For induction of VE-cadherin+ ECs and CD45+ hematopoietic cells, 2 × 105 FACS-purified cells were recultured in one well of six-well type IV collagen-coated plates with αMEM containing 10% FCS, 50 μM 2ME, 3 ng/ml vascular endothelial growth factor, and 100 ng/ml stem cell factor (Kit ligands) [14, 18]. Three days later, the cells were harvested and collected for the examination of expression of the surface markers VE-cadherin and CD45.
Antibodies and Cell Staining for FACS
Rat monoclonal antibodies (MoAbs) APA5 (anti-PDGFRα), ECCD2 (anti-E-cadherin), AVAS12 (anti-VEGFR2), APB5 (anti-PDGFRβ), and VECD1 (anti-VE-cadherin) were prepared as reported previously [14, 18, 19]. Anti-Cadherin 11 MoAb was kindly provided by Dr. A. Kudo (Tokyo Institute of Technology, Yokohama, Japan). APA5, APB5, anti-Cad11 antibody, and VECD1 were biotinylated by standard methods as described previously . Phycoerythrin (PE)-conjugated anti-CD45 rat MoAbs was purchased from BD Pharmingen (San Diego, http://www.bdbiosciences.com/index_us.shtml). PE-conjugated streptavidin (BD Pharmingen) or allophycocyanin (APC)-conjugated streptavidin (Molecular Probes, Eugene, OR, http://probes.invitrogen.com) was used for detecting biotinylated antibodies. For some experiments, ECCD2 and AVAS12 MoAbs were directly conjugated with APC by the standard method. Cultured cells were harvested and stained with antibodies as described previously [14, 18].
Immunohistochemical and In Situ Hybridization Analyses
These procedures are described in the supplemental online Materials and Methods.
Transgenic mice carrying GFP or DsRed T4 cDNAs driven by the 500-bp Brachyury promoter were generated as described in a previous report .

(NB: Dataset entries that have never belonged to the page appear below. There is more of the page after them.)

PR #375, opened 2022-09-20
Use forked postgres operator with liveness probes and fix backup lifecycle

DavidSpek:
## Summary
This PR updates the postgres operator to the latest version along with a modification that allows for setting liveness probes for databases. This should fix issues where patroni can't talk to the Kubernetes API anymore. It also uses a newer Spilo image that fixes the backup retention policy which wasn't working. Another small fix is that the operator will now add the necessary annotation for IRSA to service accounts it creates for the postgres pods (so this doesn't need to be done with terraform anymore).

## Test Plan
Local linking. 
- Check that backups are pushed to S3.
- Check that WAL archives are pushed to S3.
- Check that old backups are cleaned up.
- Check that there aren't any errors in the `pg_log` logs (related to send WAL archives to S3)

## Checklist

    - [ ]  inputing secrets
    - [ ]  Azure
    - [ ]  AWS
    - [ ]  GCP

### DIFF
--- a/postgres/helm/postgres/values.yaml
+++ b/postgres/helm/postgres/values.yaml
@@ -10,7 +10,7 @@ oauthSecretName: postgres-operator
 image:
   registry: dkr.plural.sh
   repository: postgres/acid/postgres-operator
-  tag: v1.8.2-6-g8c94e377-dirty
+  tag: v1.8.2-7-g73a0dfee-dirty
   pullPolicy: "IfNotPresent"
 
   # Optionally specify an array of imagePullSecrets.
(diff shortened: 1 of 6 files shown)


postgres/helm/postgres/values.yaml
```diff
@@ -8,9 +8,9 @@ operatorConfigName: operator-configuration
 oauthSecretName: postgres-operator
 
 image:
-  registry: registry.opensource.zalan.do
-  repository: acid/postgres-operator
-  tag: v1.6.3
+  registry: dkr.plural.sh
```
michaeljguarino, line 11: could we use a gcr or ghcr repo for this?

DavidSpek: We could, but I thought we wanted to unify using the plural registry so people know where all images come from and that they have. been scanned for vulnerabilities. This would also be needed for vulnerability based upgrade policies.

500-bp 5′ Flanking Region of the Brachyury Gene Drives GFP Genes in the Middle Part of the Primitive Streak
Mesodermal cells can be roughly divided into three subsets based on their origin: those derived from the organizer region (OR), the primitive streak outside the OR (PR), and the extraembryonic region [3, 19]. Brachyury (T) is the most popular marker for marking mesodermal cells in the primitive streak . However, as T is expressed in all mesoderm cells [25, 26], expression of T by itself is not sufficient to distinguish OR from PR. On the other hand, previous studies had demonstrated that the 500-bp (T500) Brachyury promoter that was used in this study was active in PR but not OR, raising the possibility that it could serve as an appropriate marker to distinguish between the two mesoderm subsets . To confirm this result, we generated transgenic mice carrying enhanced green fluorescent protein (eGFP) cDNA or DsREDT4, both of which are driven by the T500 promoter. As expected, we were able to detect fluorescence activity in the middle part of the primitive streak (Fig. 1Aa, 1Ab), but not in OR or in the extraembryonic region. Among the primitive streak cells, we found the highest GFP expression in the mid-streak. Following gastrulation, GFP expression gradually spread over the somites and presomitic mesoderm, although we found that the expression level gradually diminished (Fig. 1Ac–1Af). As this expression pattern suggested that T500 is useful in distinguishing PR from other mesodermal cells, we introduced the same constructs into ES cells (T500-GFP ES cell).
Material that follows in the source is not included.